Gaming’s $1b Gray Market
One of the main problems consumers face with in-game items today is the lack of ownership and inability to buy, sell, or trade their assets. In-game assets become a sunk cost for the consumer, a price of entertainment without any true ownership (or control). This is in direct contrast to the way physical game copies were sold through the early 2000s, when there was an expansive used game market. The one-time expenditure on a game could be partially recouped through third-party markets. This was a lucrative business for companies like GameStop, which generated nearly $1b in profit on used games in 2009 (Game Developer).
Although re-selling has been part of gaming for quite some time, the move to digital downloads and Free-to-Play (F2P), a $73.8b global market (2020), has created a lack of consumer protection across third-party reselling sites. These secondary markets operate in a legal gray area, given that they are unaffiliated with publishers or developers (the owners of the IP) yet act as a transaction facilitator for gamers.
In-game marketplaces: While secondary markets for in-game assets have gained popularity with the rise of F2P, it has a longer history in gaming with first-party marketplaces. Blizzard launched an auction house for Diablo III in 2012 (shut down two years later) and Steam launched its Community Market in 2013 which supports 164 games today (Steam Community Marketplace). Another example of a publisher building the infrastructure to facilitate secondary market sales is Second Life. While Second Life leverages an in-game currency called Linden Dollars, they also have LindeX, which allows users to exchange Linden Dollars for US dollars. Offering an internal marketplace not only creates an open economy for gamers, but it also gives users a far safer trading experience over third-party sites.
However, there are three main reasons why developers and publishers resist building their own internal secondary marketplaces:
- Game developers want their players to continue to buy in-game assets via primary sales because these have a higher margin (100% vs 2-30%)
- Game developers are pushing their games to be motivated by the game’s built-in progression system, which often have monetization milestones along the way, and
- The success of a secondary market could cannibalize or reduce their primary asset sales.
For game developers, they would have to be convinced that a residual fee on secondary markets would outweigh the benefits of their primary asset sale strategy. As of today, this is a high hurdle to overcome, which is why game developers have resisted or not bothered with the development of their own internal secondary marketplaces.
Legally gray: due to this resistance from game developers, we have seen the emergence of suspicious (gray) secondary markets on third-party sites. Though not technically illegal, selling accounts or items is generally against the End User License Agreement (EULA) or Terms of Service (ToS) of most games. In many cases, these third-party platforms are not actually selling anything, but rather facilitating transactions between individuals.

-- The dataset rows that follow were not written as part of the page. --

Issue #70, opened 2019-06-12
Remove dummy kernel files


talex5:
The mirage-firewall distribution includes dummy `modules.img` and `initramfs` files. These were needed on Qubes 3 for it to accept something as a kernel.

On Qubes 4 (according to https://www.qubes-os.org/doc/managing-vm-kernel/):

> All the files besides vmlinuz are optional.

We should remove these dummy files from the build and installation instructions.

marmot1791:
As of today on Qubes R4.0 with all updates dom0 still requires the dummy initramfs to start a mirage qube, but modules.img is not required.

marmot1791:
Opened question of whether this is a bug or a docs issue over at qubes-issues: https://github.com/QubesOS/qubes-issues/issues/5516

marmot1791:
This is partially blocked until Qubes R4.1. Until that is released `initramfs` is still required.

hannesm:
Since Qubes 4.0 is end of life now, IMHO it would be good to remove the initramfs file. This also means that our packaging and install instructions can be much simpler (we'll only distribute a single binary, and no need for `tar`).

Does this make sense @palainp?

palainp:
This should be right according to the documentation, but I was unable to boot without it some times algo :/

palainp:
This is still the case, I have the following:
```
Missing file: /var/lib/qubes/vm-kernels/mirage-fw/initramfs
```

palainp:
The existence of initramfs is checked in https://github.com/QubesOS/qubes-core-admin/blob/c177aacbe1afc35034826ef538c0e49ed40b6bc7/qubes/storage/kernels.py#L140
See: https://github.com/QubesOS/qubes-issues/issues/5516

hannesm:
Thanks @palainp for your investigations :)

palainp:
https://github.com/QubesOS/qubes-issues/issues/5516 has been resolved now. This will works with the next Qubes update, and we can remove that dummy file for the next release :)

PR #110, opened 2020-06-19
Do not run tar in dom0 (closes #84).

### LINKED ISSUE #84: Running tar in dom0 with domU input
The suggested instructions invoke tar in dom0 using untrusted input from either the domain where mirage firewall is built or the downloaded mirage firewall binary. This seems unwise.

While we're placing a lot of trust in whatever domain is used to build the mirage-firewall, I don't think mirage-firewall actually does anything else that allows it to control the execution of code in dom0. Shouldn't the correct procedure be to untar the 3 files in the builder/downloader domain and then copy them individually to dom0?

burghardt:
Do not run tar and bzip2 in dom0 to decompresses and extract archive
data created in, or downloaded to domU as any vulnerabilities in them
can compromise Qubes OS security model.

Instead of that run both tar and bzip2 in domU and copy unikernel to
dom0 as described in official Qubes documentation ["Copying from (and to)
dom0"](https://www.qubes-os.org/doc/copy-from-dom0/#copying-to-dom0).

Auxiliary files required to run unikernel in Qubes OS domU can be easily
created directly in dom0 using trusted tools available there.

### DIFF
--- a/README.md
+++ b/README.md
@@ -48,12 +48,21 @@ However, it should still work fine.
 
 ## Deploy
 
-If you want to deploy manually, unpack `mirage-firewall.tar.bz2` in dom0, inside `/var/lib/qubes/vm-kernels/`. e.g. (if `dev` is the AppVM where you built it):
+If you want to deploy manually, unpack `mirage-firewall.tar.bz2` in domU. The tarball contains `vmlinuz`,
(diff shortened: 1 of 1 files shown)


talex5:
That's better - thanks!

(it's possible we could skip the `modules.img` too now, according to #70)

In third-party secondary markets, gamers assume the risk of fraud. Leveled-up accounts or accounts that have acquired the rarest cosmetics or in-game items can be highly valuable, fetching resale prices in the hundreds or thousands of dollars. According to Night Lion Studios, selling stolen video game accounts generates ~$1b annually (Business Insider). Despite the magnitude of this market, there is nothing a player can do if the publisher chooses to ban the account (game licenses are typically sold to individuals and prohibits resale). It is a free-for-all market that has real consequences for players.

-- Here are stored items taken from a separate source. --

PR #116, opened 2020-08-19
Upgrade to Mirage 6 for solo5 PVH support

### LINKED ISSUE #29: HVM support
Dear @talex5, many thanks for your work with awesome firewall!

1. I can't start the firewall in HVM mode in QubesOS, do you plan to introduce support for this mode?

2. Also I have another question, don't want create more tickets. It's not really issue but...
I have attached three appVMs to one miragefirewallVM
So considering that I'm using a standard setup of firewall (your binary files from the github), can appvm1 communicate with appvm2 or appvm3? Or are all machines strictly isolated from each other?

talex5:
This PR updates the Dockerfile to collect together the various pins needed to test solo5 PVH support from e.g. https://github.com/mirage/mirage/issues/1184.

Once this works, it will fix #29.

For me, it boots but then doesn't respond further (e.g. to `qvm-run` commands). Attempting to start a client just times out (probably because it doesn't connect the new network device).

```
$ test-mirage qubes_firewall.xen mirage-firewall-staging
Waiting for 'Ready'... OK
Uploading 'qubes_firewall.xen' (7340600 bytes) to "mirage-firewall-staging"
Waiting for 'Booting'... OK
Connecting to mirage-firewall-staging console...
Solo5: Xen console: port 0x2, ring @0x00000000FEFFF000
Solo5: using E820 memory map
            |      ___|
  __|  _ \  |  _ \ __ \
\__ \ (   | | (   |  ) |
____/\___/ _|\___/____/
Solo5: Bindings version v0.6.6-2-g20196872
Solo5: Memory map: 32 MB addressable:
Solo5:   reserved @ (0x0 - 0xfffff)
Solo5:       text @ (0x100000 - 0x2edfff)
Solo5:     rodata @ (0x2ee000 - 0x350fff)
Solo5:       data @ (0x351000 - 0x4b7fff)
Solo5:       heap >= 0x4b8000 < stack < 0x2000000
2020-08-19 13:42:26 -00:00: INF [qubes.rexec] waiting for client...
2020-08-19 13:42:26 -00:00: INF [qubes.gui] waiting for client...
2020-08-19 13:42:26 -00:00: INF [qubes.db] connecting to server...
2020-08-19 13:42:26 -00:00: INF [qubes.db] connected
2020-08-19 13:42:26 -00:00: INF [qubes.rexec] client connected, using protocol version 2
```

In dom0, I ran `gdbsx -a $DOMID 64 9999` and then:
```
[tal@dom0 ~]$ gdb /var/lib/qubes/vm-kernels/mirage-firewall-staging/vmlinuz 
(gdb) target remote :9999
Remote debugging using :9999
warning: remote target does not support file transfer, attempting to access files from local filesystem.
warning: Unable to find dynamic linker breakpoint function.
GDB will be unable to debug shared library initializers
and track explicitly loaded dynamic code.
mirage_xen_evtchn_block_domain (v_deadline=<optimized out>) at bindings/evtchn.c:343
343	bindings/evtchn.c: No such file or directory.
(gdb) bt
#0  mirage_xen_evtchn_block_domain (v_deadline=<optimized out>) at bindings/evtchn.c:343
#1  0x00000000001a2191 in camlOS__Main__aux_141 () at lib/main.ml:56
#2  0x000000000010bb05 in camlMain__entry () at main.ml:5
#3  0x0000000000107e69 in caml_program ()
#4  0x0000000000282df4 in caml_start_program ()
#5  0x000000000026596c in caml_startup_common (argv=argv@entry=0x499c90 <unused_argv>, pooling=<optimized out>, 
    pooling@entry=0) at startup_nat.c:162
#6  0x00000000002659ab in caml_startup_exn (argv=argv@entry=0x499c90 <unused_argv>) at startup_nat.c:172
#7  caml_startup (argv=argv@entry=0x499c90 <unused_argv>) at startup_nat.c:172
#8  0x000000000026564c in solo5_app_main (si=si@entry=0x49b010 <si>) at bindings/main.c:114
#9  0x00000000001011a4 in _start2 (arg=<optimized out>) at xen/start.c:80
#10 0x00000000001010a2 in _newstack () at xen/boot.S:154
#11 0x0000000000000000 in ?? ()
```

/cc @mato

### DIFF
--- a/README.md
+++ b/README.md
@@ -13,6 +13,10 @@ See the [Deploy](#deploy) section below for installation instructions.
 
 ## Build from source
 
+Note: The most reliable way to build is using Docker.
+Fedora 30 works well for this, but installing Docker on Fedora 31 or 32 is more difficult.
+Debian 10 also works, but you'll need to follow the instructions at [docker.com][debian-docker] to get Docker
+(don't use Debian's version).
 
 Create a new Fedora-30 AppVM (or reuse an existing one). In the Qube's Settings (Basic / Disk storage), increase the private storage max size from the default 2048 MiB to 4096 MiB. Open a terminal.
 
@@ -32,8 +36,6 @@ It gives Docker more disk space and avoids losing the Docker image cache when yo
 
 Note: the object files are stored in the `_build` directory to speed up incremental builds.
 If you change the dependencies, you will need to delete this directory before rebuilding.
-
-If you want to build on Debian, follow the instructions at [docker.com][debian-docker] to get Docker and then run `sudo ./build-with-docker.sh` as above.
 
 It's OK to install the Docker package in a template VM if you want it to remain
 after a reboot, but the build of the firewall itself should be done in a regular AppVM.
@@ -59,12 +61,11 @@ Copy `vmlinuz` to `/var/lib/qubes/vm-kernels/mirage-firewall` directory in dom0,
     [tal@dom0 ~]$ cd /var/lib/qubes/vm-kernels/mirage-firewall/
     [tal@dom0 mirage-firewall]$ qvm-run -p dev 'cat mirage-firewall/vmlinuz' > vmlinuz
 
-Finally create dummy files required by Qubes OS:
+Finally, create [a dummy file required by Qubes OS](https://github.com/QubesOS/qubes-issues/issues/5516):
 
-    [tal@dom0 mirage-firewall]$ touch modules.img
     [tal@dom0 mirage-firewall]$ gzip -n9 < /dev/null > initramfs
 
-Run this command in dom0 to create a `mirage-firewall` VM using the `mirage-firewall` kernel you added above:
+Run this command in dom0 to create a `mirage-firewall` VM using the `mirage-firewall` kernel you added above
 
 ```
 qvm-create \
@@ -75,15 +76,28 @@ qvm-create \
   --property netvm=sys-net \
   --property provides_network=True \
   --property vcpus=1 \
-  --property virt_mode=pv \
+  --property virt_mode=pvh \
   --label=green \
   --class StandaloneVM \
   mirage-firewall
 
 qvm-features mirage-firewall qubes-firewall 1
+qvm-features mirage-firewall no-default-kernelopts 1
 ```
 
+**Note**: for `virt_mode`, use `pv` instead of `pvh` for firewall versions before 0.8.
+
+## Upgrading
+
 To upgrade from an earlier release, just overwrite `/var/lib/qubes/vm-kernels/mirage-firewall/vmlinuz` with the new version and restart the firewall VM.
+
+If upgrading from a version before 0.8, you will also need to update a few options:
+
+```
+qvm-prefs mirage-firewall kernelopts ''
+qvm-prefs mirage-firewall virt_mode pvh
+qvm-features mirage-firewall no-default-kernelopts 1
+```
 
 ### Configure AppVMs to use it
 
--- a/memory_pressure.ml
+++ b/memory_pressure.ml
@@ -6,44 +6,48 @@ open Lwt
 let src = Logs.Src.create "memory_pressure" ~doc:"Memory pressure monitor"
 module Log = (val Logs.src_log src : Logs.LOG)
 
-let total_pages = OS.MM.Heap_pages.total ()
-let pagesize_kb = Io_page.page_size / 1024
+let wordsize_in_bytes = Sys.word_size / 8
 
-let meminfo ~used =
-  let mem_total = total_pages * pagesize_kb in
-  let mem_free = (total_pages - used) * pagesize_kb in
-  Log.info (fun f -> f "Writing meminfo: free %d / %d kB (%.2f %%)"
-    mem_free mem_total (float_of_int mem_free /. float_of_int mem_total *. 100.0));
+let fraction_free stats =
+  let { OS.Memory.free_words; heap_words; _ } = stats in
+  float free_words /. float heap_words
+
+let meminfo stats =
+  let { OS.Memory.free_words; heap_words; _ } = stats in
+  let mem_total = heap_words * wordsize_in_bytes in
+  let mem_free = free_words * wordsize_in_bytes in
+  Log.info (fun f -> f "Writing meminfo: free %a / %a (%.2f %%)"
+    Fmt.bi_byte_size mem_free
+    Fmt.bi_byte_size mem_total
+    (fraction_free stats *. 100.0));
   Printf.sprintf "MemTotal: %d kB\n\
                   MemFree: %d kB\n\
                   Buffers: 0 kB\n\
                   Cached: 0 kB\n\
                   SwapTotal: 0 kB\n\
-                  SwapFree: 0 kB\n" mem_total mem_free
+                  SwapFree: 0 kB\n" (mem_total / 1024) (mem_free / 1024)
 
-let report_mem_usage used =
+let report_mem_usage stats =
   Lwt.async (fun () ->
     let open OS in
     Xs.make () >>= fun xs ->
     Xs.immediate xs (fun h ->
-      Xs.write h "memory/meminfo" (meminfo ~used)
+      Xs.write h "memory/meminfo" (meminfo stats)
     )
   )
 
 let init () =
   Gc.full_major ();
-  let used = OS.MM.Heap_pages.used () in
-  report_mem_usage used
+  let stats = OS.Memory.quick_stat () in
+  report_mem_usage stats
 
 let status () =
-  let used = OS.MM.Heap_pages.used () |> float_of_int in
-  let frac = used /. float_of_int total_pages in
-  if frac < 0.9 then `Ok
+  let stats = OS.Memory.quick_stat () in
+  if fraction_free stats > 0.1 then `Ok
   else (
     Gc.full_major ();
-    let used = OS.MM.Heap_pages.used () in
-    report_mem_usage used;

Trading Digital Items: Given these risks, secondary markets for in-game assets is a use case where blockchain is seen as a uniquely advantageous solution. At its core, blockchain technology promotes digital ownership. The item or account owner is not bound by any restrictions around using or trading their asset. It is important to note that blockchain is a technical solution presented to the non-technical problem of incentives for game developers in this situation. While blockchain may be the more elegant technical solution, without the technology, game developers can still create open APIs to have their digital items purchased and sold on third-party sites (or support open markets natively in-game).
Furthermore, while blockchain may be part of the solution, it does not address the need for a safety net for gamers (and arguably may make it worse). If a user is hacked or scammed the publisher cannot do anything outside of blacklisting an account or item from being used in game. It is most likely not recoverable. In today’s environment, a publisher can reverse a transaction, refund players, and even recover stolen accounts. This is a key benefit of web2 that is not yet solved for in web3.

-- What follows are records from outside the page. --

Issue #120, opened 2020-10-29
With solo5, firewall runs out of memory after a while and can't recover


talex5:
First reported by @palainp in https://github.com/mirage/qubes-mirage-firewall/pull/116#issuecomment-708936007. I see this too now, after a few days.

```
2020-10-26 15:26:48 -00:00: INF [memory_pressure] Writing meminfo: free 115MiB / 124MiB (93.24 %)
[...]
2020-10-27 09:00:57 -00:00: INF [client_eth:dom33:10.137.0.15] who-has 10.137.0.16? responding with fe:ff:ff:ff:ff:ff
2020-10-27 09:01:04 -00:00: INF [memory_pressure] Writing meminfo: free 13MiB / 124MiB (9.99 %)
2020-10-27 09:01:04 -00:00: WRN [firewall] Memory low - dropping packet and resetting NAT table
2020-10-27 09:01:04 -00:00: INF [memory_pressure] Writing meminfo: free 13MiB / 124MiB (9.99 %)
2020-10-27 09:01:04 -00:00: WRN [firewall] Memory low - dropping packet and resetting NAT table
2020-10-27 09:01:04 -00:00: INF [memory_pressure] Writing meminfo: free 13MiB / 124MiB (9.99 %)
2020-10-27 09:01:04 -00:00: WRN [firewall] Memory low - dropping packet and resetting NAT table
```

hannesm:
I managed to get memtrace (and memtrace_viewer) to work with MirageOS unikernels -- take a look at https://github.com/hannesm/memtrace-mirage this may be useful for debugging it further (being able to see the OCaml view of which call stacks refer to how much memory) -- see https://blog.janestreet.com/finding-memory-leaks-with-memtrace/ for a great description of memtrace_viewer.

Takeaway: we believe that the secondary market of in-game assets is going to continue to grow, thrive, and expand as in-game assets become more ubiquitous. We think that the adoption of first-party secondary markets will only emerge as an industry standard once publishers and developers see the economic benefit of adding residual secondary fees to their primary sale strategies. Until then, third-party marketplaces will remain until better solutions (developer-supported open marketplaces) emerge to meet this consumer need with increasingly safe and reliable methods. In short, developers and publishers must also evaluate the costs and benefits of pursuing a strategy mix that comprises third-party marketplaces, internal marketplaces, and primary sales.